::: Task inputs
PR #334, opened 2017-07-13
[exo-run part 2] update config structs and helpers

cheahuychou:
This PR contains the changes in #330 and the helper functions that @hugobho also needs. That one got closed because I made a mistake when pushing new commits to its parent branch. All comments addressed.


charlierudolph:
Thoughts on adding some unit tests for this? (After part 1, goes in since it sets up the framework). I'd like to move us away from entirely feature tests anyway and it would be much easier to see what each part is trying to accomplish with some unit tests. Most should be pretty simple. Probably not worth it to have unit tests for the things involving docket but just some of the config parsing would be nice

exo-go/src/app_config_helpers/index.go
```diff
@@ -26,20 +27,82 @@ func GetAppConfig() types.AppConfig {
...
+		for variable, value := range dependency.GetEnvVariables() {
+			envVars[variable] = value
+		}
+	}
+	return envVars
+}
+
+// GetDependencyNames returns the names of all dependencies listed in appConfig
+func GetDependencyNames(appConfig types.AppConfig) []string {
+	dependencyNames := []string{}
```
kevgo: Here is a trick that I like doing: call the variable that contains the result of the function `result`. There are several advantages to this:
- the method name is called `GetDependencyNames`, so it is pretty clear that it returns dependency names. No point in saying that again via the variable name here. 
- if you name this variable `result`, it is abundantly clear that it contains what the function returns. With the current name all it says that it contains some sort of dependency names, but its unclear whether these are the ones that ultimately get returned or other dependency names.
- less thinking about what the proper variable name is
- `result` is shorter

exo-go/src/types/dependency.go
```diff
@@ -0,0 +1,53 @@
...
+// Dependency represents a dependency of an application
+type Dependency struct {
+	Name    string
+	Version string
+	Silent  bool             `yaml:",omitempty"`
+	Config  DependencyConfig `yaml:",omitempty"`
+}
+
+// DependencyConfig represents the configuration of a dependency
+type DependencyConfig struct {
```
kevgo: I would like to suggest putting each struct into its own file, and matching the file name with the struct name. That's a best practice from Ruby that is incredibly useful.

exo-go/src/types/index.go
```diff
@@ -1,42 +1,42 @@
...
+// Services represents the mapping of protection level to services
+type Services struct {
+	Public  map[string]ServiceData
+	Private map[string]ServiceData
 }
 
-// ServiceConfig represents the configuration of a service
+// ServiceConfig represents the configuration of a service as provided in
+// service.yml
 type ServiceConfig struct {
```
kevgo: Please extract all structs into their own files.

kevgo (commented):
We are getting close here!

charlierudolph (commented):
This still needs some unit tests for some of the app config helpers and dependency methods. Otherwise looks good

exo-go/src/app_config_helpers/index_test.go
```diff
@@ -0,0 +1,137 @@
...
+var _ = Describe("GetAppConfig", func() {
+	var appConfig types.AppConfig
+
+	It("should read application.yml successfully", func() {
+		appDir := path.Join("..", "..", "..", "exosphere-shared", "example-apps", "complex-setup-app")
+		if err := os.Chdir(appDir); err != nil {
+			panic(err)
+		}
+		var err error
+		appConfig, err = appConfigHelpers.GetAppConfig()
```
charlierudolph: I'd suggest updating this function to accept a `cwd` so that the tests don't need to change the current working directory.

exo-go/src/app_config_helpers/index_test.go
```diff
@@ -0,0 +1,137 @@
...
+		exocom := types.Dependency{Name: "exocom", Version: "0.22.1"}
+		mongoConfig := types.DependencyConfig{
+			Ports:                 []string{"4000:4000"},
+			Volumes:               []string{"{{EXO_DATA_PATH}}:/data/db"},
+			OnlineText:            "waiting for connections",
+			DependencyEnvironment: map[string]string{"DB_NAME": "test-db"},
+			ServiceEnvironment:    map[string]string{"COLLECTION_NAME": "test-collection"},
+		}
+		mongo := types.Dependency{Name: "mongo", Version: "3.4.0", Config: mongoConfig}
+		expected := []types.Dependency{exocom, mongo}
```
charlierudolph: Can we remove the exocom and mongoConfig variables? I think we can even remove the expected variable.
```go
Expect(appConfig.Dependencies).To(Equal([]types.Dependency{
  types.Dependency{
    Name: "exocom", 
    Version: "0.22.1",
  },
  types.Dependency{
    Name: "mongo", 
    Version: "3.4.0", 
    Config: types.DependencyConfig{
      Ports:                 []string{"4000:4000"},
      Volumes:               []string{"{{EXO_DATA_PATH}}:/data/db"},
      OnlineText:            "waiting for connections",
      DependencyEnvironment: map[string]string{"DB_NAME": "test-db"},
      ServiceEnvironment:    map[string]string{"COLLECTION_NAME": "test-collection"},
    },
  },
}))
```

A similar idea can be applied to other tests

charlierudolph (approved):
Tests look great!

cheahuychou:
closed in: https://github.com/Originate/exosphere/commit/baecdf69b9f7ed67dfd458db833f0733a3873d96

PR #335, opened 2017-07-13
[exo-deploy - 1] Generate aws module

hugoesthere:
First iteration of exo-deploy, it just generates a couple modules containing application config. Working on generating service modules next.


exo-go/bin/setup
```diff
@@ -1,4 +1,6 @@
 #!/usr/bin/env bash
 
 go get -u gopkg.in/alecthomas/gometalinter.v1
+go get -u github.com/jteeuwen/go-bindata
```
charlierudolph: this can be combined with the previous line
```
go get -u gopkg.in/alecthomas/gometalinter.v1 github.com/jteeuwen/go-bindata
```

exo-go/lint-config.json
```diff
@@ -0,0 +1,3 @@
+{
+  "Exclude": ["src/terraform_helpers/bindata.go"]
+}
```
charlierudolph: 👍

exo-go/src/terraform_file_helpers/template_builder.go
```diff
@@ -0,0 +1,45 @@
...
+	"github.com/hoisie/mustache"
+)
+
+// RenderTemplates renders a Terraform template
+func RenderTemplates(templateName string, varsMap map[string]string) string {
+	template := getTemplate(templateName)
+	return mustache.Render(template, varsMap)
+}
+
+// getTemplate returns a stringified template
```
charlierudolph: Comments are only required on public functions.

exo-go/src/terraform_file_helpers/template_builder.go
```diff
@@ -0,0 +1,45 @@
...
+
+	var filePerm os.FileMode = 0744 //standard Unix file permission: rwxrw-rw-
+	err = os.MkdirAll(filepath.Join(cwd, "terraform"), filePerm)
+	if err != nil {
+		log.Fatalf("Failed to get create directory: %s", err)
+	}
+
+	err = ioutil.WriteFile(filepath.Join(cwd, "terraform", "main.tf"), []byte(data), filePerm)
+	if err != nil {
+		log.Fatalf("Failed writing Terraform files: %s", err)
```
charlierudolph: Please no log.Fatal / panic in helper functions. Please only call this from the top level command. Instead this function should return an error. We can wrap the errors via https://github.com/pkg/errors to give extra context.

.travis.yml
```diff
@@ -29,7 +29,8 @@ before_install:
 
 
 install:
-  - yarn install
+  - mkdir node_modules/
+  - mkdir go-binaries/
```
::::::
> Description of the task
From the data above, gather every line that includes the word "what".

> Result for this exercise
Thoughts on adding some unit tests for this? (After part 1, goes in since it sets up the framework). I'd like to move us away from entirely feature tests anyway and it would be much easier to see what each part is trying to accomplish with some unit tests. Most should be pretty simple. Probably not worth it to have unit tests for the things involving docket but just some of the config parsing would be nice
- if you name this variable `result`, it is abundantly clear that it contains what the function returns. With the current name all it says that it contains some sort of dependency names, but its unclear whether these are the ones that ultimately get returned or other dependency names.
- less thinking about what the proper variable name is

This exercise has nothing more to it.